Haven't we heard this before? Paging Osama bin Laden.

"Al Qaeda is on the run in Iraq, and this enemy will be defeated."

Bush always talks about the war in Iraq as if the primary battle is against al Qaeda, though numerous military and terrorism experts have repeatedly said that al Qaeda is a rather small slice of the insurgency in Iraq.

"A free Iraq will deny Al Qaeda a safe haven."
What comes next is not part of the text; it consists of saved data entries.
PR #3057, opened 2026-05-28
[Common/PyTorch] bugfix: Token-linear fused RoPE impl. for THD tensors.

### LINKED ISSUE #2866: [Performance] Fused RoPE THD kernel becomes dominant bottleneck in long-context training with many packed sequences
## Problem

In long-context training (e.g., `seq_length=65536`) with variable-length sequence packing (THD format), the fused RoPE kernel becomes the **dominant bottleneck** when a micro-batch contains many packed sequences.

Most training samples are shorter than `max_seq_length`, so a single micro-batch routinely packs hundreds to thousands of spans. In this regime, RoPE time grows linearly with `n_seqs` and can exceed the combined cost of attention + MLP.

## Cause

The kernel grid is `dim3(max_seqlen, n_seqs)`, launching `max_seqlen × n_seqs` CUDA blocks. Only `total_tokens` blocks do useful work; the rest read `cu_seqlens` and early-exit. When `n_seqs` is large, the vast majority of blocks are wasted.

```cpp
// fused_rope.cu — forward & backward launchers
dim3 blocks(s, b);   // s = max_seqlen, b = n_seqs
```

```cpp
// Inside kernel — THD path
int t_id = s_id + start;
if (t_id >= end) return;   // most blocks exit here
```

Example: `total_tokens=65536`, `n_seqs=2401` → **157M blocks launched, 65K useful (99.96% wasted)**.

## Profiling Data

0.9B model, 40 layers, H100, TP=2, `seq_length=65536`:

| n_seqs | RoPE / layer (×24) | % of layer time |
|--------|-------------------|-----------------|
| <50 | 22 ms | ~10% |
| 50–200 | 201 ms | ~59% |
| 200–500 | 488 ms | ~79% |
| ~2400 | 4,620 ms | **~97%** |

## Environment

- Transformer Engine 2.6.0.post1
- H100 80GB, CUDA 12.8
- Megatron-LM, THD format, span-based attention

plugyawn:
# Description

Adds a token-linear implementation of the existing THD fused RoPE path to remove a launch-scaling bug. 

Addresses #2866, which finds an interesting case with RoPE scales by freqs_len × n_spans, which is pathological; it should scale by total tokens. I reproduced the issue and found that it's causing a noticeable drops on even plausibly routine shapes. For eg: the [128/512] and [512/128] cases here. 

The new kernel reuses the existing `fused_rope_block_forward` and `fused_rope_block_backward` device helpers, so the math doesn't change. All we need to do is add a THD-only path that launches one bloc/packed token.

| n_seqs | max span | old layer fwd+bwd (ms) | new layer fwd+bwd (ms) | layer speedup | old paired-RoPE share | new paired-RoPE share |
| -----: | -------: | ---------------------: | ---------------------: | ------------: | --------------------: | --------------------: |
|    128 |      512 |                41.8151 |                23.0284 |        1.816x |                49.12% |                 6.14% |
|    512 |      128 |               102.1047 |                23.0167 |        4.436x |                79.38% |                 6.59% |
|   1024 |       64 |               182.9933 |                23.3783 |        7.827x |                88.36% |                 6.77% |
|   2401 |       28 |               401.0516 |                24.5668 |       16.325x |                94.40% |                 6.41% |

This is mostly pathological, however, so I've added a condition on the dispatch to avoid the unnecessary binary search overhead, although the overhead appears to be not-that-relevant. The condition is: token-linear only when `b >= 64` and the old launch would issue ≥ 8× as many blocks as there are tokens. I'm not sure if this the usual shape of TE updates, so I could remove it!

Some more relevant tests:
Microbenchmark on H100 (bf16, `h=32`, `d=d2=128`, `freqs_len=T_local=65536`, single GPU):
| n_seqs | old fwd+bwd (ms) | new fwd+bwd (ms) | speedup |
| -----: | ---------------: | ---------------: | ------: |
|      1 |           1.2746 |           1.2734 |  1.001x |
|      8 |           1.8860 |           1.3827 |  1.364x |
|     32 |           3.9359 |           1.4462 |  2.722x |
|    128 |          12.1849 |           1.5024 |  8.110x |
|    512 |          44.9411 |           1.5600 | 28.808x |
|   1024 |          89.1110 |           1.5919 | 55.977x |
|   2401 |         208.4182 |           1.6373 | 127.296x |

Fixes: #2866.

## Type of change

- [ ] Infra/Build change
- [ ] Code refactoring

## Changes

- Add token-linear THD fused RoPE forward/backward kernels that launch one CUDA block per packed local token row.
- Add `NVTE_FUSED_ROPE_THD_TOKEN_LINEAR=0|1`.
- Reuses existing `fused_rope_block_forward` and `fused_rope_block_backward` device helpers.

# Checklist:

- [x] I have made corresponding changes to the documentation <<(none?)>>


transformer_engine/common/fused_rope/fused_rope.cu
```diff
@@ -215,6 +237,98 @@ __global__ void fused_rope_backward_kernel(
...
+// divided cumulative sequence boundaries, then defers to the same
+// `fused_rope_block_forward` device function as the original kernel.
+template <typename scalar_t>
+__global__ void fused_rope_thd_token_forward_kernel(
+    const scalar_t *src, const int *cu_seqlens, const float *freqs, const int *start_positions,
+    scalar_t *dst, const bool interleaved, const int cp_size, const int cp_rank, const int nseq,
+    const int h, const int d, const int d2, const int stride_t, const int stride_h,
+    const int stride_d, const int o_stride_t, const int o_stride_h, const int o_stride_d) {
+  int t_id = blockIdx.x;
+  int b_id = fused_rope_thd_find_seq_id(cu_seqlens, nseq, t_id, cp_size);
```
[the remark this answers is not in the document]
plugyawn: Smart bot!

ptrendx:
@plugyawn Hi, could you sign your commits? See https://github.com/NVIDIA/TransformerEngine/blob/main/CONTRIBUTING.rst#sign-your-work
Nice improvement :-).

@sudhakarsingh27 Could you take a look?

plugyawn:
Thanks! Signed!

fwiw I think the binary search overhead on normal cases can be reduced also, I'll probably add some improvements.

transformer_engine/common/fused_rope/fused_rope.cu
```diff
@@ -215,6 +237,98 @@ __global__ void fused_rope_backward_kernel(
...
+  if (total_tokens <= 0) return false;
+
+  const int env_override = transformer_engine::getenv<int>("NVTE_FUSED_ROPE_THD_TOKEN_LINEAR", -1);
+  if (env_override == 0) return false;
+  if (env_override == 1) return true;
+
+  // Heuristic: only worth it when the old launch would issue at least 8x as
+  // many blocks as there are useful tokens, and when there are enough
+  // sequences for binary-search overhead to be amortized.
+  if (b < 64) return false;
```
sudhakarsingh27: Blocking: this misses profitable cases below `b=64`. In our fixed-`T=4096` sweep, `n_seqs=63` stayed on the old path and measured about `0.201/0.399 ms` fwd/bwd for CP1 and `0.331/0.658 ms` for CP2, while forced token-linear was about `0.085/0.165 ms`.

Please use an overlaunch-ratio gate, accounting for CP, instead of an absolute sequence-count gate. Suggested shape from the local patch:

```cpp
constexpr size_t kCompactTHDOverlaunchThreshold = 2;

inline bool fused_rope_thd_use_compact_launch(const size_t legacy_blocks,
                                              const size_t compact_blocks,
                                              const int cp_size) {
  return legacy_blocks >
         kCompactTHDOverlaunchThreshold * static_cast<size_t>(cp_size) * compact_blocks;
}
```

transformer_engine/common/fused_rope/fused_rope.cu
```diff
@@ -487,6 +600,16 @@ void fused_rope_forward_launcher(const scalar_t *input, const int *cu_seqlens, c
   const int o_stride_h = d;
   const int o_stride_d = 1;
 
+  if (fused_rope_thd_use_token_linear(qkv_format, b, s, total_tokens)) {
```
sudhakarsingh27: Please make the compact launch decision use the actual local THD rows and the legacy launch blocks. The local patch uses this shape:

```cpp
const size_t compact_thd_blocks = input.data.shape[0];
const size_t legacy_thd_blocks = static_cast<size_t>(s) * b;

if (fused_rope_thd_use_compact_launch(legacy_thd_blocks, compact_thd_blocks, cp_size)) {
  const int t = input.data.shape[0];
  dim3 blocks(t);
  ...
}
```

This also avoids routing the heuristic through a `total_tokens` value whose CP/global semantics are easy to confuse.

tests/pytorch/test_fused_rope.py
```diff
@@ -495,3 +496,134 @@ def test_rotary_position_embedding_forward_with_autocast_gives_same_result_as_wi
...
+
+    rotary_pos_emb = RotaryPositionEmbedding(hidden_size, rotary_percent, interleaved=interleaved)
+    # `freqs` must cover (max span length per CP rank + start_positions offset +
+    # CP dual-chunk offset). Use the global cu_seqlens[-1] length as an upper
+    # bound, matching how callers size the freqs tensor in practice.
+    emb = rotary_pos_emb(int(cu_seqlens[-1].item()) + 32)
+
+    def run(force_path: str) -> Tuple[torch.Tensor, torch.Tensor]:
+        monkeypatch.setenv("NVTE_FUSED_ROPE_THD_TOKEN_LINEAR", force_path)
+        cp_rank = 0
```
sudhakarsingh27: Blocking for coverage: this hardcodes `cp_rank=0`, but the new kernel's CP frequency offset depends on `cp_rank`. Please cover all ranks for `cp_size > 1`.

I would fold this into the existing `test_fused_rope_thd`, which already does the right correctness comparison:

```python
for cp_rank in range(cp_size):
    output_unfused = apply_rotary_pos_emb(..., fused=False, cp_rank=cp_rank).to(dtype)
    output_fused = apply_rotary_pos_emb(..., fused=True, cp_rank=cp_rank)
    torch.testing.assert_close(output_fused, output_unfused)
    torch.testing.assert_close(grad_fused, grad_unfused)
```

Keep one small old-vs-new bitwise parity case for the binary-search/zero-length-span edge case, but do not make that the main correctness test.

benchmarks/attention/benchmark_rope_thd_token_linear.py
```diff
@@ -0,0 +1,264 @@
...
+        yield
+    finally:
+        if prev is None:
+            os.environ.pop(name, None)
+        else:
+            os.environ[name] = prev
+
+
+def build_cu_seqlens(total_tokens: int, n_seqs: int, cp_size: int = 1) -> torch.Tensor:
+    """Build a cu_seqlens whose local packed length equals ``total_tokens``.
```
sudhakarsingh27: For `cp_size > 1`, the measured local token count is `actual_total // cp_size`, not `--total-tokens`, despite the docstring. Please make the benchmark explicit: either rename the argument to `--global-total-tokens`, or make `cu[-1] // cp_size == --local-total-tokens`.

Also expose/sweep `cp_rank`; the current benchmark hardcodes `cp_rank=0`.

benchmarks/attention/benchmark_rope_thd_full_layer.py
```diff
@@ -0,0 +1,361 @@
+# Copyright (c) 2022-2026, NVIDIA CORPORATION & AFFILIATES. All rights reserved.
+#
+# See LICENSE for license information.
+
+"""Full TransformerLayer benchmark for token-linear THD fused RoPE.
```
sudhakarsingh27: I would drop the full-layer benchmark from this PR. It mixes TransformerLayer, attention backend behavior, and RoPE, so it is not a clean merge artifact for a kernel dispatch heuristic.

Please keep one isolated RoPE kernel benchmark with CSV output. Suggested required columns:

```text
mode, local_total_tokens, global_total_tokens, n_seqs, cp_size, cp_rank,
freqs_len, max_seq, legacy_blocks, compact_blocks, overlaunch_ratio,
fwd_ms, bwd_ms, env_override
```

sudhakarsingh27 (commented):
Posted the RoPE THD token-linear review comments from the local benchmark/coverage analysis. The main concerns are the dispatch heuristic, CP-local token accounting, CP-rank coverage, and benchmark scope.

plugyawn:
Fixed some of the review comments, resolving the rest now.

----

Additional CP-rank validation for the THD token-linear RoPE path on the rebased PR tip:

- Commit: `eaee5a1731141654a006f9872fcfe10132cdcf76` (`Cover CP ranks in THD RoPE token-linear tests`)
- Hardware/runtime: Prime Datacrunch A100 80GB, driver 580.126.09, CUDA 12.8, PyTorch 2.8.0+cu128
- Build: editable TE PyTorch build passed; `fused_rope.cu` and `apply_rope.cpp` compiled on this exact tip
- `test_fused_rope_thd_token_linear_parity`: 288 passed / 96 skipped / 0 failed. The skips are invalid `cp_rank >= cp_size`; the JUnit/log includes 96 passing `cp_rank=1, cp_size=2` cases.
- `test_fused_rope_thd` with the token-linear path forced: 384 passed / 0 failed

This closes the earlier proof gap where old-vs-new parity only covered `cp_rank=0`.

tests/pytorch/test_fused_rope.py
plugyawn: Fixed. Test now covers cp_rank=0/1. Checked on an A100 with cp_rank=1, cp_size=2 parity cases.

benchmarks/attention/benchmark_rope_thd_full_layer.py
plugyawn: Dropped!

transformer_engine/common/fused_rope/fused_rope.cu
plugyawn: Fixed. Also renamed the variable from `total_tokens`, so no CP/global ambiguity. Could you check if it's fine now?

transformer_engine/common/fused_rope/fused_rope.cu
plugyawn: Removed the absolute `b >= 64` gate and switched to an overlaunch-ratio gate with CP factored in: `legacy_blocks > 2 * cp_size * token_linear_blocks`. 
For `local_total_tokens=4096, n_seqs=63`, gate now selects token-linear and matches forced-new timings for both CP1 and CP2.

benchmarks/attention/benchmark_rope_thd_token_linear.py
plugyawn: benchmark now takes `--local-total-tokens`, constructs `cu_seqlens` so `cu[-1] // cp_size == local_total_tokens`, and exposes `--cp-ranks` with default `range(cp_size)`. 

Verified on A100 for `cp_size=2` with both `cp_rank=0` and `cp_rank=1`.

transformer_engine/common/fused_rope/fused_rope.cu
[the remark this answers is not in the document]
plugyawn: Resolved!

transformer_engine/common/fused_rope/fused_rope.cu
```diff
@@ -215,6 +237,98 @@ __global__ void fused_rope_backward_kernel(
...
+    const scalar_t *src, const int *cu_seqlens, const float *freqs, const int *start_positions,
+    scalar_t *dst, const bool interleaved, const int cp_size, const int cp_rank, const int nseq,
+    const int h, const int d, const int d2, const int stride_t, const int stride_h,
+    const int stride_d, const int o_stride_t, const int o_stride_h, const int o_stride_d) {
+  int t_id = blockIdx.x;
+  int b_id = fused_rope_thd_find_seq_id(cu_seqlens, nseq, t_id, cp_size);
+  int start = cu_seqlens[b_id] / cp_size;
+  int end = cu_seqlens[b_id + 1] / cp_size;
+  int s_id = t_id - start;
+  int cur_seqlens = end - start;
```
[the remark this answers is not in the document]
plugyawn: Added a t_id guard: compute `valid_token = t_id < cu_seqlens[nseq] / cp_size` before lookup, synchronize + return early for invalid token rows.

transformer_engine/common/fused_rope/fused_rope.cu
```diff
@@ -215,6 +237,119 @@ __global__ void fused_rope_backward_kernel(
...
+  if (token_linear_blocks == 0) return false;
+
+  const int env_override = transformer_engine::getenv<int>("NVTE_FUSED_ROPE_THD_TOKEN_LINEAR", -1);
+  if (env_override == 0) return false;
+  if (env_override == 1) return true;
+
+  // Heuristic: use the token-linear path when the legacy launch would issue
+  // enough extra blocks to amortize one sequence lookup per useful token. The
+  // CP factor keeps the gate conservative because local rows shrink with
+  // context parallelism while legacy launch space does not.
```
sudhakarsingh27: What's the legacy launch space? Does it refer to the one without heuristic or the previous heuristic?

transformer_engine/common/fused_rope/fused_rope.cu
```diff
@@ -215,6 +237,119 @@ __global__ void fused_rope_backward_kernel(
                             offset_block_dst, h, d, d2, stride_h, stride_d, o_stride_h, o_stride_d);
 }
 
+// Token-linear THD forward kernel. Each block handles exactly one packed local
```
sudhakarsingh27: A bit iffy about calling it token-linear THD. Maybe the right term is THD linear-grid forward kernel? Pls make that change across the file(s)

transformer_engine/common/fused_rope/fused_rope.cu
```diff
@@ -215,6 +237,119 @@ __global__ void fused_rope_backward_kernel(
...
+// token row. The block locates its owning sequence via binary search over the
+// divided cumulative sequence boundaries, then defers to the same
+// `fused_rope_block_forward` device function as the original kernel.
+template <typename scalar_t>
+__global__ void fused_rope_thd_token_forward_kernel(
```
sudhakarsingh27: similarly, this could be `fused_rope_thd_linear_grid_forward_kernel` and other function below could follow the suit

transformer_engine/common/fused_rope/fused_rope.cu
```diff
@@ -487,6 +621,18 @@ void fused_rope_forward_launcher(const scalar_t *input, const int *cu_seqlens, c
   const int o_stride_h = d;
   const int o_stride_d = 1;
 
+  const size_t token_linear_blocks = static_cast<size_t>(local_tokens);
+  const size_t legacy_blocks = static_cast<size_t>(s) * static_cast<size_t>(b);
+  if (fused_rope_thd_use_token_linear(qkv_format, legacy_blocks, token_linear_blocks, cp_size)) {
```
sudhakarsingh27: similarly, `use_fused_rope_thd_linear_grid_launch`

transformer_engine/common/fused_rope/fused_rope.cu
```diff
@@ -579,6 +738,12 @@ void fused_rope_forward(const Tensor &input, const Tensor &cu_seqlens, const Ten
                         const int cp_rank, const int s, const int b, const int h, const int d,
                         const int d2, const int stride_s_or_t, const int stride_b,
                         const int stride_h, const int stride_d, cudaStream_t stream) {
+  // For THD the packed local token count is the first dimension of the input
+  // tensor. SBHD/BSHD ignore this value.
+  const int64_t local_tokens =
```
sudhakarsingh27: Maybe we should call this `total_tokens` or `total_tokens_in_input`. `local_tokens` seems to convey a different unrelated meaning but I understand where you're coming from.

plugyawn:
@ptrendx @sudhakarsingh27 the last review comments are addressed.

sudhakarsingh27:
I'm a bit iffy about adding a benchmark since we aren't actively maintaining benchmarks. @cyanguwa wdyt?

transformer_engine/common/fused_rope/fused_rope.cu
```diff
@@ -215,6 +237,121 @@ __global__ void fused_rope_backward_kernel(
...
+  if (env_override == 0) return false;
+  if (env_override == 1) return true;
+
+  // Heuristic: use the linear-grid path when the original THD grid,
+  // `dim3(s, b)`, would issue enough extra blocks to amortize one sequence
+  // lookup per useful token. The CP factor keeps the gate conservative because
+  // rows in the input shrink with context parallelism while the original
+  // `s * b` launch space does not.
+  return legacy_grid_blocks >
+         kTHDLinearGridOverlaunchThreshold * static_cast<size_t>(cp_size) * linear_grid_blocks;
```
sudhakarsingh27: I benchmarked this PR on my end on hoppers and blackwells with the following updated heuristic and found that for the sweep that I ran, there were no regressions. 

```
current ratio gate AND wasted_blocks >= 65,536
```
Could you verify it on your end too?

---
Once you confirm, I feel we should make the heuristic the default i.e. remove the ENV override as it's not really needed (it makes sense that for larger sequence lengths/workloads, there is more block wastage) and without it the code is much leaner i.e. not needing the newly added test and the associated benchmark - the previous tests would be able to catch the errors if any in the future.

sudhakarsingh27 (commented):
Thanks for working through my comments!

transformer_engine/common/fused_rope/fused_rope.cu
plugyawn: Verifying asap! Sorry, was in terrible internet land for a week or two.

sudhakarsingh27 (approved):
LGTM. Thanks for the PR! 
I'm sure it'll be helpful for large group of people who're training models using TE, good work!

plugyawn:
Thank you for helping merge this! Was very fun, learned a lot!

In Saddam Hussein's unfree Iraq, al Qaeda had no safe haven. And there is little chance that should the U.S. withdraw troops from Iraq, the Shia, Sunni, and Kurds would hand over the country to the small and unpopular al Qaeda outfit in Iraq.

"America is using its influence to build a freer, more hopeful, and more compassionate world."

That must be why the United States' standing in the world is so low.

"America is leading the fight against global poverty."

Other Western nations devote a higher percentage of their gross national product to foreign assistance. By the way, GWB never mentions American poverty in his speeches.

"So long as we continue to trust the people, our nation will prosper, our liberty will be secure, and the State of our Union will remain strong."

We just cannot trust the his people when it comes to war. Two-thirds of the American public now say the Iraq war was a mistake. Bush refuses to acknowledge that. There is a profound gap between the people and the president.